Von weitem hörte man es bereits: Ein sattes Klopfen, gefolgt von dem hellen, melodischen „Plopp“ der Boomwhacker. Zwei Tage lang stand der Stundenplan ganz im Zeichen des Erlebnistrommelns. Jede Klasse hatte die Gelegenheit, eine Stunde lang intensiv in die Welt der Perkussion einzutauchen.
Profi-Coaching für kleine Trommler
Mit Uwe Pfauch hatten die Kinder einen echten Experten an ihrer Seite. Mit viel Geduld und ansteckender Energie brachte er den Schülern bei, wie man einer Cajon (einer Holztrommel) unterschiedliche Klänge entlockt und wie bunte Kunststoffröhren, die sogenannten Boomwhacker, im Zusammenspiel ein harmonisches Lied ergeben.
Das Ziel war ehrgeizig: In nur einer Übungseinheit pro Klasse musste ein gemeinsames Stück so sicher sitzen, dass es bühnenreif war.
Das große Finale vor vollem Haus
Am Mittag des 27. Februar war es schließlich so weit. Von 12 bis 13 Uhr luden die jungen Musiker zum großen Abschlusskonzert. Die Resonanz war überwältigend: Zahlreiche Eltern, Geschwister und Großeltern kamen in die Turnhalle.
Als der gemeinsame Rhythmus einsetzte, gab es kein Halten mehr. Das Strahlen in den Gesichtern der Kinder und der donnernde Applaus der Eltern machten deutlich: Dieses Projekt war ein voller Erfolg. „Es ist beeindruckend, was die Kinder in so kurzer Zeit gelernt haben“, resümierte eine begeisterte Mutter nach der Aufführung.

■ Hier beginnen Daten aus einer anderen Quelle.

PR #732, opened 2026-09-07
Allow the stub suite and the server config list to be sharded across parallel CI jobs

RichardIrons-neo4j:
Two env vars for CI sharding, with no effect if not set.

| Variable | Shards | Applied in |
|---|---|---|
| `TEST_SHARD` | tests within the stub suite | `tests/stub/suites.py` |
| `TEST_CONFIG_SHARD` | the Neo4j server configuration list | `main.py` |

In a .NET driver test run, `tests.stub.routing` is 504 tests of roughly 1200 and ~21% of the entire CI build on its own. Sharding on the basis of test type would create a big slow routing shard and several small cheap ones. This PR allows sharding through round-robin collection of tests.

Doing it by index avoids a hand-written list of modlues somewhere that could risk new tests being missed.

The .NET driver `INTEGRATION_TESTS` build currently takes 43.8 min, of which about 18 min is server boots. Sharding like this reduces the number of servers that need to be booted.

### DIFF
--- a/tests/testenv.py
+++ b/tests/testenv.py
@@ -39,14 +39,18 @@ def parse_shard(spec):
     return index, count
 
 
-def shard_suite(suite, spec):
-    # Tests are taken round-robin so tests from an expansive
-    # module are spread across shards.
+def shard_list(items, spec):
+    # Items are taken round-robin so a run of expensive items is spread
+    # across shards.
     index, count = parse_shard(spec)
+    return items[index - 1::count]
+
+
+def shard_suite(suite, spec):
     tests = list(_flatten(suite))
-    selected = tests[index - 1::count]
+    selected = shard_list(tests, spec)
     print(
-        "Shard %d/%d: running %d of %d tests"
-        % (index, count, len(selected), len(tests))
+        "Shard %s: running %d of %d tests"
+        % (spec.strip(), len(selected), len(tests))
     )
     return unittest.TestSuite(selected)
--- a/tests/testenv.py
+++ b/tests/testenv.py
@@ -26,7 +26,7 @@ def parse_shard(spec):
     parts = [part.strip() for part in spec.split("/")]
     if len(parts) != 2 or not all(part.isdigit() for part in parts):
         raise ValueError(
-            'shard must look like "index/count", for example "2/5", got %r'
+            'shard must look like "index/count", for example "2/5", got "%r"'
             % (spec,)
         )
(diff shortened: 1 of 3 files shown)


tests/testenv.py
```diff
@@ -9,3 +11,46 @@ def get_test_result_class(name):
...
+    if not 1 <= index <= count:
+        raise ValueError(
+            "shard index must be between 1 and %d, got %r" % (count, spec)
+        )
+    return index, count
+
+
+def shard_list(items, spec):
+    # Items are taken round-robin so a run of expensive items is spread
+    # across shards.
```
robsdedude: AFAIK, we currently don't have any test that are using module-wide setup and teardown functions. But this might interfere with such tests if introduced in the future.

More a thing to be aware of than to avoid, I'd say.

RichardIrons-neo4j: Thanks, good note.

tests/testenv.py
```diff
@@ -9,3 +11,41 @@ def get_test_result_class(name):
...
+    parts = [part.strip() for part in spec.split("/")]
+    if len(parts) != 2 or not all(part.isdigit() for part in parts):
+        raise ValueError('shard must be in the form "#/#"')
+
+    index, count = (int(part) for part in parts)
+    if count < 1:
+        raise ValueError("shard count must be at least 1")
+
+    if not 1 <= index <= count:
+        raise ValueError("shard index must be >= 1 and <= %d" % (count,))
```
robsdedude:
```suggestion
        raise ValueError(f"shard index must be >= 1 and <= {count}")
```
Suggestion: might want to use modern Python (https://fstring.help/).

More places like this, won't comment again.

Alternative, more equivalent option: `f"... {count:d}"`.

tests/testenv.py
```diff
@@ -9,3 +11,41 @@ def get_test_result_class(name):
...
+
+    return index, count
+
+
+def shard_list(items, spec):
+    index, count = parse_shard(spec)
+    return items[index - 1::count]
```
robsdedude: Suggested safety net: check whether the sliced items is empty and emit a warning or fail hard to make misconfiguration easier to spot (running an empty shard wastes a fair bit of resources in CI).

robsdedude (approved):
🪓

tests/testenv.py
RichardIrons-neo4j: Good idea, added a hard fail

Issue #2745, opened 2019-08-24
Italic doesn’t work on Windows


chris-morgan:
Started in #894, but I now believe that this is a different issue.

On Windows 10 version 1903 (build 18362.295), alacritty master, `CSI [ 3 m` (italic) and `CSI [ 23 m` (cancel italic) just don’t work. You echo it like this:

```sh
echo -e 'Normal, \x1b[1mbold\x1b[22m, \x1b[3mitalic\x1b[23m, \x1b[1;3mbold italic\x1b[22;23m'
```

… but it disappears before `<alacritty_terminal::ansi::Performer as vte::Perform>::csi_dispatch`.

Reproducible with both WinPTY and ConPTY backends.

I don’t know how WinPTY and ConPTY are structured, but I suspect that they’re meddling, and filtering out things that *they* don’t know about. When I log from `csi_dispatch` when `action == 'm'`, I observe substantial differences between WinPTY and ConPTY—after filtering some things out, WinPTY mostly passes what you asked for, while ConPTY seems to split combined commands up and rewrite some things like bold to add bright text, and turn unbold (22) into reset () if possible—sure looks like there’s something vaguely intelligent in there, which is super annoying for Alacritty, which would much prefer to implement everything itself.

Can anything be done about this? Some ideas:

1. Disable or bypass the bad WinPTY/ConPTY intelligence;
2. Ask Microsoft to allow same;
3. Ask Microsoft to at least pass unknown CSI through;
4. Ask Microsoft to implement `3` and `23` at least enough to pass them through, even if they don’t implement it visually yet. (This is probably a bigger job than I’d like, since the unbold → reset transformation suggests they’re keeping track of active attributes.)

Or I might be completely wrong, and something else is to blame.

I suspect *something* to be possible, since ConEmu [includes this line in its README](https://github.com/Maximus5/ConEmu#description):

> - using normal/bold/italic fonts for different parts of console simultaneously;

But I haven’t actually tried it.

*(Now I have; it looks like it actually achieves that by sacrificing a background colour, reinterpreting specific background colours as bold or italic. Yuck! Maybe there is no current solution, then.)*

chrisduerr:
If Windows PTYs do not send the escape sequence at all, I don't think there's anything we can do.

It might be interesting to see if the new Windows Terminal can handle it though and if it does, how it's doing it.

I'm strongly against introducing some weird hacks that break support for other things to support this, in this case this bug should be propagated up to Microsoft to resolve this properly.

[...]

PR #2746, opened 2019-08-24
Support bold italic font

chris-morgan:
It’s perfectly reasonable to combine bold and italic.

I also normalised the ordering of the four variants, which was inconsistent in some places (including also the doc comment not matching the code in one place), to this: regular, bold, italic, bold italic.

This may functionally be a slight regression for fonts that don’t have a bold italic variant, because I suppose it’ll pick some other variant, I know not which, rather than the bold font. If we care about that enough, we can fiddle it in config::font to fall back to bold rather than normal, and in renderer to fall back to bold rather than I know not what. I didn’t do that due to the (very) mild complexity involved, because of the rareness I expect of manually setting a bold font that differs materially from the normal font, and because I naively expect the renderer fallback to do a sane thing out of the box.

----

Untested because I’m on Windows and italics aren’t working there (#2745). It builds and runs, but I can’t definitely say further than that.

### DIFF
--- a/alacritty.yml
+++ b/alacritty.yml
@@ -145,6 +145,17 @@ font:
     # The `style` can be specified to pick a specific face.
     #style: Italic
 
+  # Bold italic font face
+  #bold_italic:
+    # Font family
+    #
+    # If the bold italic family is not specified, it will fall back to the
+    # value specified for the normal font.
+    #family: monospace
+
+    # The `style` can be specified to pick a specific face.
+    #style: Bold Italic
+
   # Point size
   size: 11.0
 
--- a/CHANGELOG.md
+++ b/CHANGELOG.md
@@ -17,6 +17,7 @@ and this project adheres to [Semantic Versioning](https://semver.org/spec/v2.0.0
 - Config option `window.gtk_theme_variant` to set GTK theme variant
 - Completions for `--class` and `-t` (short title)
 - Change the mouse cursor when hovering over the message bar and its close button
+- Support combined bold and italic text (with `font.bold_italic` to customize it)
 
 ### Changed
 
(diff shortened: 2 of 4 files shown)


alacritty.yml
```diff
@@ -145,6 +145,17 @@ font:
...
+  # Bold italic font face
+  #bold_italic:
+    # Font family
+    #
+    # If the bold italic family is not specified, it will fall back to the
+    # value specified for the normal font.
+    #family: monospace
+
+    # The `style` can be specified to pick a specific face.
+    #style: Bold Italic
```
chrisduerr: Just as a note, I thought that `Bold Italic` might not be the correct thing here and instead maybe `BoldItalic` or something entirely different would be required to make things work. However, after testing it with `Fira Sans` (since `Fira Mono` does not have this variant), this does work properly and `BoldItalic` does not.

So looking good like this.

chris-morgan: Yeah, just as the normal font face is conventionally “Regular”, this one is conventionally “Bold Italic”.

chris-morgan:
This PR is properly formatted. `cargo fmt --all` makes two changes, from code on master (from 629ea247). I am loath to insert the fmt changes into this PR (despite the fact they’d be in a separate commit).

Good call on the changelog; I forgot to check if there was one. I used en-us for the spelling “customize”, matching what appears to be the convention.

chris-morgan:
Yeah, I’ve grown used to GitLab at work which makes *principled* force pushing quite tolerable, because it’s willing to show you the difference between the commits. I’ve certainly guided others away from *unprincipled* force-pushing or rebasing myself! But I do like my artisanally-crafted history. I shall avoid doing that here. ☺

chrisduerr:
> But I do like my artisanally-crafted history.

I do too! Which is why I squash all commits before merging and try to give them sensible commit messages. So no worries. :)

chris-morgan:
I am enjoying reading this repository’s git logs. It’s nice coming across others that care about these things too! (I am known at work for writing long and expressive commit messages. I think I have 17–18 of the longest 20 commit messages. 😀)

chrisduerr:
Thanks for the PR!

Feiern für den guten Zweck
Möglich gemacht wurde dieses kulturelle Highlight auch durch den Einsatz der Kinder selbst. Ein Teil der Finanzierung stammte aus den Erlösen der Faschingsdisco, die bereits am Abend des 13. Februars stattgefunden hatte.
Dort wurde ordentlich vorgelegt:
Kostümfest: Die Kinder tanzten verkleidet zu lauter Musik.
Kulinarik: Muffins, Popcorn und kühle Getränke sorgten für die nötige Energie.
Das Highlight: Unsere Lehramtsanwärter hatten für jede Klassenstufe ein mit Süßigkeiten prall gefülltes Fass vorbereitet, ganz nach dem im dänischen Fasching verwendeten Brauch „Sla katten af tonden“. Die Kinder hatten einen riesigen Spaß dabei, die Fässer mit Poolnudeln aufzuschlagen und die Süßigkeiten zu kosten!
Dank dieser gelungenen Kombination aus Party und pädagogischem Musikprojekt bleibt der Februar an unserer Schule wohl als der „lauteste und rhythmischste“ Monat des Jahres in Erinnerung.